Each image segment is represented by 46 features. Since each image has a different number of segments, we list the number of segments used in separate files, so that the entire set of image segments can be read into a single Matlab file. The segments for a given image are listed in order of descending size and are separated from those for the next image by several spaces. For the JMLR paper we used the 10 largest segments (if there were 10 or more), or all the segments if there were 10 or fewer. The data in a different format which includes the unused segments is available upon request.
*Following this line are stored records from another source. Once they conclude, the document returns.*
PR #1184, opened 2024-02-01
Revert "Handle R_RISCV_PCREL_HI20 as a PLT-generating reloc"

### LINKED ISSUE #1182: mold refused to link GP-setup code for RISC-V
### Description

While building musl for riscv64 with mold as linker, mold refused to link the GP-setup code.

### A minimal reproduce

This assembly snippet is created from [`arch/riscv64/crt_arch.h`](https://git.musl-libc.org/cgit/musl/tree/arch/riscv64/crt_arch.h?h=v1.2.4&id=f5f55d6589940fd2c2188d76686efe3a530e64e0), which is included by [`ldso/dlstart.c`](https://git.musl-libc.org/cgit/musl/tree/ldso/dlstart.c?h=v1.2.4&id=f5f55d6589940fd2c2188d76686efe3a530e64e0). Save this snippet as `dlstart.s`.

```asm
.section .sdata,"aw"

.text
.global _dlstart
.type _dlstart,%function
_dlstart:
.weak __global_pointer$
.hidden __global_pointer$
.option push
.option norelax
        lla     gp, __global_pointer$
.option pop
        mv      a0, sp
.weak _DYNAMIC
.hidden _DYNAMIC
        lla     a1, _DYNAMIC
        andi    sp, sp, -16
        tail    _dlstart_c

.type _dlstart_c,%function
_dlstart_c:
        # The actual code here does not matter.
        ret
```

Then compile and link.

```
$ clang --target=riscv64 -march=rv64g dlstart.s -c -o dlstart.o
$ ld.lld -e _dlstart -shared dlstart.o -o fake_libc.so # no error
$ mold -shared -e _dlstart dlstart.o -o fake_libc.so
mold: error: dlstart.o:(.text): R_RISCV_PCREL_HI20 relocation at offset 0x0 against symbol `__global_pointer$' can not be used; recompile with -fno-PIC
```

Note that the GP-setup code in `_dlstart` do follows [the recommended way to initialize the gp register in RISC-V ELF specification](https://github.com/riscv-non-isa/riscv-elf-psabi-doc/blob/v1.0/riscv-elf.adoc#user-content-gp-relax), and the PIC option for compiler doesn't affect the content of `dlstart.o`.

### More information

With `git bisect` I found mold refuses to link such input after 5fb6091fb7242a5654729cb52295324166d693dc.

piggynl:
This reverts the functional change of commit 5fb6091fb7242a5654729cb52295324166d693dc, and adds `test/elf/riscv64_gp-setup.sh`.

Fixes #1182 "mold refused to link GP-setup code for RISC-V".


rui314:
It looks like it would break CI. Can you take a look?

piggynl:
Hi, the CI should be fine now. I found we can't simply revert 5fb6091fb7242a5654729cb52295324166d693dc, because we still need to generate PLT for R_RISCV_PCREL_HI20. Changing the previous ERROR action to NONE is enough to fix the issue.

piggynl:
Hi, what do you think about this change? for fixing #1182.

rui314:
I think ERROR is logically the correct behavior here, so we need to fix it in a different way. I'm trying to figure out how.

piggynl:
Thanks! I'm closing this PR then.

PR #1186, opened 2024-02-01
illumos: Treat absolute symbols specially

### LINKED ISSUE #1183: Adding illumos support
Hi there. I'm floating a patch that enables mold-linked binaries to run on illumos, where I'm using it to link large Rust programs. I'd like to get this upstreamed, but am not sure the current patch I have fits the overall structure of the linker particularly well. What's the best way to proceed? Send a PR and work through the review process, or try to pre-arrange a path via an issue (perhaps this one?) or something else entirely? Thanks!

The specifics are that illumos appears to treat symbols with st_shndx=SHN_ABS and st_value=0 specially, so that they should be imported in e.g. `compute_import_export`, even though absolute symbols are ordinarily skipped. Right now, I address this by adding an inline function with an `#ifdef` for the illumos case; I think for non-illumos platforms dead-code elimination probably elides it entirely.

dancrossnyc:
illumos is a descendent of Solaris/OpenSolaris, and treats symbols with shndx=SHN_ABS and st_value=0 specially, such that they should be marked imported.  This change adds a special case for this behavior, wrapped up in a function that #ifdef's out on other platforms.  With this patch, executables linked with mold on illumos run; without it, they do not.

The original behavior was spotted by Luqman Aden (@luqmana). This also patches a small bogon in the third-party `mimalloc` code.  I've sent that same fix upstream, but so far the maintainer has not resonded, so replicate here.

Fixes #1183

### DIFF
--- a/elf/passes.cc
+++ b/elf/passes.cc
@@ -1783,6 +1783,20 @@ void parse_symbol_version(Context<E> &ctx) {
   });
 }
 
+namespace {
+template <typename E>
+inline bool should_import_absolute_sym(const Symbol<E> *sym) {
+#ifdef __sun
+  // On illumos, symbols with shndx=SHN_ABS and st_value=0 are special
+  // and should be imported.
+  return sym->value == 0;
+#else
+  (void)sym;
+  return false;
+#endif
+}
+} // anonymous namespace
+
 template <typename E>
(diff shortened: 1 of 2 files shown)


rui314:
Or maybe we can just remove `if (!sym->is_absolute())` completely?

PR #151, opened 2015-01-19
Support for verifiers (currently PEVerify)

GeertvanHorrik:


GeertvanHorrik:
Copying all refs works. I know it's not the best solution, but it works...

SimonCropp:
yeah but i am concerned about unintended side effects of other tools that make assumptions about the state of the obj directory

GeertvanHorrik:
I understand, just making babysteps to check where we can improve.

SimonCropp:
so there is not a safe subset of known error codes about missing refs we can pass into the `/ignore` param of peverfiy?

If not i think we should go with copy the files to a staging dir for verification, or plug into the after build. Thoughts?

GeertvanHorrik:
Yes, about missing refs there is. But there are more. For example:

```
*.Controls.AdvertisementControl::.cctor][offset 0x0000000A] Unable to resolve token.
```

You don't want to miss these. In this case it's a WIN 8.1 project with shared projects (shouldn't make a difference though). When I copy references, all works.

SimonCropp:
`Unable to resolve token` ok agreed that could be a valid error

GeertvanHorrik:
1>      Verifying assembly
1>      Finished verification in 525ms.

Not bad for an assembly with 700 types and 70 references (don't ask, it now copies all System.* assemblies as well).

SimonCropp:
add a new verification task and add it to the afterbuild similar to what is done here https://github.com/Fody/Fody/blob/master/NuGet/Fody.targets#L45

GeertvanHorrik:
ok, will work on that, thanks for the hints.

SimonCropp:
no worries. the code should be pretty simple in the end. 

* task takes in the `$(TargetPath)` in msbuild
* resolves peverify
* log errors

Since u dont need to worry about appdomain juggling like it need to do for the weavers

SimonCropp:
well also do config switching :)

GeertvanHorrik:
Introducing Configuration class so we can share configuration over multiple tasks.

GeertvanHorrik:
Also need to add FinalAssemblyFileName to support the final output path.

GeertvanHorrik:
1>      Verifying assembly
1>      Finished verification in 459ms.

woohoo! :-)

GeertvanHorrik:
btw. I prepared the Configuration object so it accepts DefinedConstants. Then we can customize the configuration based on both xml **and** constants in a single place for both tasks.

GeertvanHorrik:
Did you find time to review it?

SimonCropp:
will try to get to it over the weekend

SimonCropp:
manually merged this and deplyed a beta.

I called yagni on multiple verifiers. when we think of a second one we can plug that in

GeertvanHorrik:
1>      Verifying assembly
1>      Finished verification in 335ms.

Works great :-)

SimonCropp:
I will test more and move it out of beta today

PR #191, opened 2015-07-27
Unity (.NET 3.5) Compatability

Kleptine:
Right now only FodyIsolated and FodyCommon compile under .NET 3.5. I could probably get the rest running with a little more time, but it was unnecessary for my purposes (only using InnerWeaver). 

Most of these changes are accommodating lacks of functionality by either adding missing features, or rewriting to avoid compile issues (lambda/action/func took a little bit of finagling to get it to both compile and not crash on runtime).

To compute the color features the images were linearized on the basis that they were PCD images, and then for convenience they were scaled up by (255/107), a somewhat arbitrary factor which has some justification based on the PCD format. (In hindsight, a factor of 2 would make more sense, but using this, or any other factor, would not change anything). Note that the features are redundant. Note also that the RGB and L*a*b features were duplicated to increase their weight for a specific experiment (long since finished), and we did not subsequently remove the duplicated columns. I do not know if this duplication inadvertently helps, hinders, or has no effect on these experiments. However, if you need a non-singular feature matrix, you will have to remove them. The 46 features are:
area, x, y, boundary/area, convexity, moment-of-inertia (6) ave RGB (3) ave RGB (3, yes, duplicated!) RGB stdev (3) ave rgS (3) rgS stdev (3) ave L*a*b (3) ave L*a*b (3, yes, duplicated!) lab stdev (3) mean oriented energy, 30 degree increments (12) mean difference of gaussians, 4 sigmas (4)The data is organized into 10 different samples of roughly 16,000 images. For each sample there are three disjoint subsets corresponding to training data, held out data, and a harder held out set referred as "novel" in the paper. The files for each of these have either no prefix (training) "test_1_" (held out), or "test_3_" (novel). (There is no test_2). The file "words" applies to all three groups.
The files are as follows.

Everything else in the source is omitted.